▶ PROBLEM STATEMENT: The answer must consist of every line below that holds the word "following".

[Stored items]
-=-=-

PR #273, opened 2024-09-04
Improve Trie implementation when different path variables used in same path location

### LINKED ISSUE #247: Failing edge cases for optional variables
I would like to use such pattern: `/(something/:optional/)and/:always` but router doesn't catch it. Failing test:

```ruby
    describe "optional variable with variable" do
      let(:router) do
        described_class.new do
          get "/(test1/:foo/)test2/:bar", as: :variable, to: RecognitionTestCase.endpoint("variable")
        end
      end

      it "recognizes route(s)" do
        runner.run!([
          [:variable, "/test1/foo/test2/bar", {foo: "foo", bar: "bar"}],
          [:variable, "/test2/bar", {foo: nil, bar: "bar"}]
        ])
      end
    end
```

>      Failure/Error: expect(name).to be_nil
>     
>       expected: nil
>            got: :variable

I'm not sure if it's bug or my bad usage?

### LINKED ISSUE #255: Routes with multiple variables not working in common nested route scenario
Hello Hanami team 👋 

First, thanks for the amazing project. It's a breeze to have projects like Hanami, dry-rb and ROM in the Ruby community 😄 

That being said, I've been using Hanami 2 lately I've came across the following issue with hanami-router:
```ruby
# Here I would expect the posts route to get matched

router = Hanami::Router.new do
  get "/users/:id", to: ->_ {[200, {}, ['show user']]}
  get "/users/:user_id/posts", to: ->_ {[200, {}, ['index posts']]}
end
router.call(Rack::MockRequest.env_for("/users/1/posts"))
# => [404, {"Content-Length"=>"9"}, ["Not Found"]]
```

Note, however, that this work fine:
```ruby
router = Hanami::Router.new do
  get "/users/:user_id", to: ->_ {[200, {}, ['show user']]}
  get "/users/:user_id/posts", to: ->_ {[200, {}, ['index posts']]}
end
router.call(Rack::MockRequest.env_for("/users/1/posts"))
# => [200, {}, ["index posts"]]
```

I would expect the response to be the same in both examples, regardless of the path variable name. Also worth noting, I think naming _the last_ "id" in the route generically as `id` (as opposed to always specifically calling it with the name of the resource, e.g. "user_id" or "post_id") is a common pattern that is also adopted in Rails by default.

Version used: 2.0.2

### LINKED ISSUE #256: Inconsistent trailing slash behaviour
Hello!

I've just found this another surprising behavior when writing a simple Hanami app, this time related to trailing slashes:

```ruby
router = Hanami::Router.new do
  get "/users", to: ->_ { [200, {}, ['index users']] }
  get "/users/:id", to: ->_ {[200, {}, ['show user']]}
end

# without trailing slash it works as expected
router.call(Rack::MockRequest.env_for("/users"))
# => [200, {}, ["index users"]]

# with trailing slash, I get a 404
router.call(Rack::MockRequest.env_for("/users/"))
# => [404, {"Content-Length"=>"9"}, ["Not Found"]]

# interestingly, the show route works just fine
router.call(Rack::MockRequest.env_for("/users/1/"))
=> [200, {}, ["show user"]]
```

Version used: 2.0.2

### LINKED ISSUE #272: Routes with suffixes conflict with each other
Given these two routes, the order in which the routes are declared in `config/routes.rb` impacts how the router behaves:

```ruby
get '/attendance/:season_slug/events', to: 'attendances.index', as: :select_event_for_attendance
get '/attendance/:event_slug', to: 'attendance.show', as: :attendances
```

Notice both routes have the same prefix. One route adds "/events" as a suffix.

When the routes are written as above, given the URL http://localhost:2300/attendance/qgox, I get a backtrace:

```
Hanami::Router::NotAllowedError at /attendance/qgox
Only DELETE, POST requests are allowed at /attendance/qgox

block in <module:ClassMethods>
hanami (2.2.0.beta1) lib/hanami/slice.rb, line 1072
Hanami::Slice::Router#not_allowed
hanami-router (2.2.0.beta1) lib/hanami/router.rb, line 640
Hanami::Slice::Router#call
hanami-router (2.2.0.beta1) lib/hanami/router.rb, line 106
Hanami::Middleware::Assets#call
rack (2.2.9) lib/rack/static.rb, line 161
Rack::Session::Cookie#context
rack (2.2.9) lib/rack/session/abstract/id.rb, line 266
Rack::Session::Cookie#call
rack (2.2.9) lib/rack/session/abstract/id.rb, line 260
Rack::MethodOverride#call
rack (2.2.9) lib/rack/method_override.rb, line 24
BetterErrors::Middleware#protected_app_call
better_errors (2.10.1) lib/better_errors/middleware.rb, line 87
BetterErrors::Middleware#better_errors_call
better_errors (2.10.1) lib/better_errors/middleware.rb, line 82
BetterErrors::Middleware#call
better_errors (2.10.1) lib/better_errors/middleware.rb, line 60
```

If I flip the order of the routes around, where `/events` is last, then routing occurs and I can render the page I was trying to visit. On the flip-side, trying to visit http://localhost:2300/attendance/abgf/events results in a different error:

```
Hanami::Router::NotFoundError at /attendance/abgf/events
No route found for GET /attendance/abgf/events

block in <module:ClassMethods>
hanami (2.2.0.beta1) lib/hanami/slice.rb, line 1077
Hanami::Slice::Router#not_found
hanami-router (2.2.0.beta1) lib/hanami/router.rb, line 646
Hanami::Slice::Router#call
hanami-router (2.2.0.beta1) lib/hanami/router.rb, line 106
Hanami::Middleware::Assets#call
rack (2.2.9) lib/rack/static.rb, line 161
Rack::Session::Cookie#context
rack (2.2.9) lib/rack/session/abstract/id.rb, line 266
Rack::Session::Cookie#call
rack (2.2.9) lib/rack/session/abstract/id.rb, line 260
Rack::MethodOverride#call
rack (2.2.9) lib/rack/method_override.rb, line 24
BetterErrors::Middleware#protected_app_call
better_errors (2.10.1) lib/better_errors/middleware.rb, line 87
BetterErrors::Middleware#better_errors_call
better_errors (2.10.1) lib/better_errors/middleware.rb, line 82
BetterErrors::Middleware#call
better_errors (2.10.1) lib/better_errors/middleware.rb, line 60
Hanami::Webconsole::Middleware#call
hanami-webconsole (2.2.0.beta1) lib/hanami/webconsole/middleware.rb, line 56
```

Full `config/routes.rb`:

```ruby
# frozen_string_literal: true

module Scoutatt
  class Routes < Hanami::Routes
    get '/seasons', to: 'seasons.index', as: :seasons
    get '/seasons/new', to: 'seasons.new', as: :new_season
    get '/seasons/:slug', to: 'seasons.show', as: :show_season
    post '/seasons', to: 'seasons.create', as: :create_season
    get '/seasons/:slug/edit', to: 'seasons.edit', as: :edit_season
    patch '/seasons/:slug', to: 'seasons.update', as: :update_season
    delete '/seasons/:slug', to: 'seasons.destroy', as: :destroy_season

    get '/seasons/:slug/events', to: 'events.index', as: :events
    post '/seasons/:slug/events', to: 'events.create', as: :create_event

    post '/registrations/:slug', to: 'registrations.create', as: :create_registrations

    post '/events', to: 'events.create'
    patch '/events/:slug', to: 'events.update', as: :update_event
    delete '/events/:slug', to: 'events.destroy', as: :destroy_event

    get '/attendance/:event_slug', to: 'attendance.show', as: :attendances
    get '/attendance/:season_slug/events', to: 'attendances.index', as: :select_event_for_attendance
    post '/attendance/registration/:registration_slug',
         to: 'attendance.create_from_registration',
         as: :create_attendance_from_registration
    post '/attendance/:event_slug',
         to: 'attendance.create', as: :create_attendance
    delete '/attendance/:registration_slug',
           to: 'attendance.destroy', as: :destroy_attendance
  end
end
```

### Environment

```
$ bundle show | ag hanami
  * hanami (2.2.0.beta1)
  * hanami-assets (2.2.0.beta1)
  * hanami-cli (2.2.0.beta1)
  * hanami-controller (2.2.0.beta1)
  * hanami-db (2.2.0.beta1)
  * hanami-reloader (2.2.0.beta1)
  * hanami-router (2.2.0.beta1)
  * hanami-rspec (2.2.0.beta1)
  * hanami-utils (2.2.0.beta1)
  * hanami-validations (2.2.0.beta1)
  * hanami-view (2.2.0.beta1)
  * hanami-webconsole (2.2.0.beta1)

$ ruby --version
ruby 3.2.4 (2024-04-23 revision af471c0e01) [arm64-darwin23]
```

dcr8898:
@kyleplump and I collaborated on this PR.

## Summary

Router cannot differentiate between multiple defined routes that contain different path variable names in the same location. For example:

```ruby
get "/:id/edit"
get "/:uuid"
```

This PR changes the router behavior to group all variable slugs together for matching purposes and to lazily create and evaluate Mustermann matchers. Discussion below.

The above symptom is illustrated in other open issues, such as #255 (Routes with multiple variables not working in common nested route scenario) and  #256 (Inconsistent trailing slash behaviour). Although trailing slashes are not a documented use case, they sometimes work (and sometimes don't) due to segment-by-segment matching.

The proposed implementation should close #255 , #256 , and #272 , by applying complete route matchers that provide consistent, predictable behavior, as documented in the current Hanami Guides.

We also suggest closing #247 (Failing edge cases for optional variables) as an undocumented use case that is not currently supported. Optional segments are not supported by either the current router or the proposed update.

Closes #247 
Closes #255
Closes #256 
Closes #272 

### Current Router Behavior

Hanami Router 2.0 uses a trie data structure to build a representation of all routes that contain a "dynamic segment," a.k.a., a path variable. It should be noted that all routes that contain only fixed segments are stored in a separate Hash where they can be looked up directly.

Notable features of the current router:

- Routes are stored in the trie as nodes based on each segment of the route (segments defined by the "/" delimiter in the route).
- For path variables/dynamic segments, a Mustermann matcher is created and stored in the trie node, with the matcher used as the key for the node.
- When matching an incoming path to a route, the trie evaluates each segment of the path and calculates and collects derived parameter values *from each dynamic segment as it goes* (this is important).

Because the Mustermann matcher for each dynamic segment is used as the key for that node, different matchers will result in different nodes being created, even if the dynamic segments in question are in parallel locations in different routes.

That is, in the route example above, different matchers would be created for `:id` and `:uuid`, since different path variable names are used.  However, the same node would be have been used for both routes if the same path variable name had been used (say, `:id`). It is worth noting also that different matchers (and therefore different nodes) would also be created if the same path variable names were used, but with different constraints.

The problem arises when matching paths and collecting parameters on the fly, as illustrated below.

The following routes:

```ruby
get "/:id/edit"
get "/:id"
```

Would produce a trie like this:

```mermaid
flowchart LR
  A((root))-->B(((":id")))
  B-->C((("edit")))
```

Where the double circles represent potential path endpoints, so both `:id` and `edit` are potential path endpoints.

In this case, the router has no trouble matching either `/1234` or `/1234/edit` to the correct routes.

However, if the following routes are used:

```ruby
get "/:id/edit"
get "/:uuid"
```

A trie like this will be created:

```mermaid
flowchart LR
  A((root))-->B((":id"))
  B-->C((("edit")))
  A-->D(((":uuid")))
```

Here, `:id` and `:uuid` are different nodes, and `:id` is no longer an endpoint. Now, when the router tries to match a path like "/9d5794e7-12ed-4f00-a6d1-a5be9cd4072e", it has no way to know that this is a UUID and incorrectly matches it to the `:id` node. Crucially, the UUID is collected and stored in the params Hash under the key `:id`. When the router then realizes that this path does not match any route at or below the `:id` node, it has no way to backtrack, "forget" the incorrect `:id` param, and search down a different node path. In fact, backtracking in this way is contrary to trie design and would essentially convert the trie to an ordinary tree data structure.

### Proposed Router Behavior

The proposed router behavior is to store a single variable node for all dynamic segments that are defined in parallel locations in an app's route table. Also, rather than attempting to parse and collect path variable params on the fly, the proposed router delays the creation and evaluation of Mustermann matchers until a potential full path/route match has been identified.

The following routes:

```ruby
get "/:id/edit"
get "/:uuid"
```

Would now create a trie like this:

```mermaid
flowchart LR
  A((root))-->B(((":*")))
  B-->C((("edit")))
```

And each endpoint would contain the information needed to create and evaluate a matcher for a proposed path that evaluates to that endpoint.

## Tests

The proposed implementation adds a new class, Leaf, and refactors the Trie and Node classes. New unit tests are included for each of these classes. New integration tests are also included (in `recognition_spec.rb`). All of these tests are passing.

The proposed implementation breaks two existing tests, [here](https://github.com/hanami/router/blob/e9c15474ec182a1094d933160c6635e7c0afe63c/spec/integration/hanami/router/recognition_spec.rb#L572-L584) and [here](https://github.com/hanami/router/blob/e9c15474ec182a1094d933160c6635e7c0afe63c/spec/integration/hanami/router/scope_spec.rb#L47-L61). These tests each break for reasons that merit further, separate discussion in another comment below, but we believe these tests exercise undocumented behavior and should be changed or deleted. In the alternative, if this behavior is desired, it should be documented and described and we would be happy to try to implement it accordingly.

-=-=-

▶ RESULT OF THE EXERCISE:
That being said, I've been using Hanami 2 lately I've came across the following issue with hanami-router:
The following routes:
However, if the following routes are used:
The following routes:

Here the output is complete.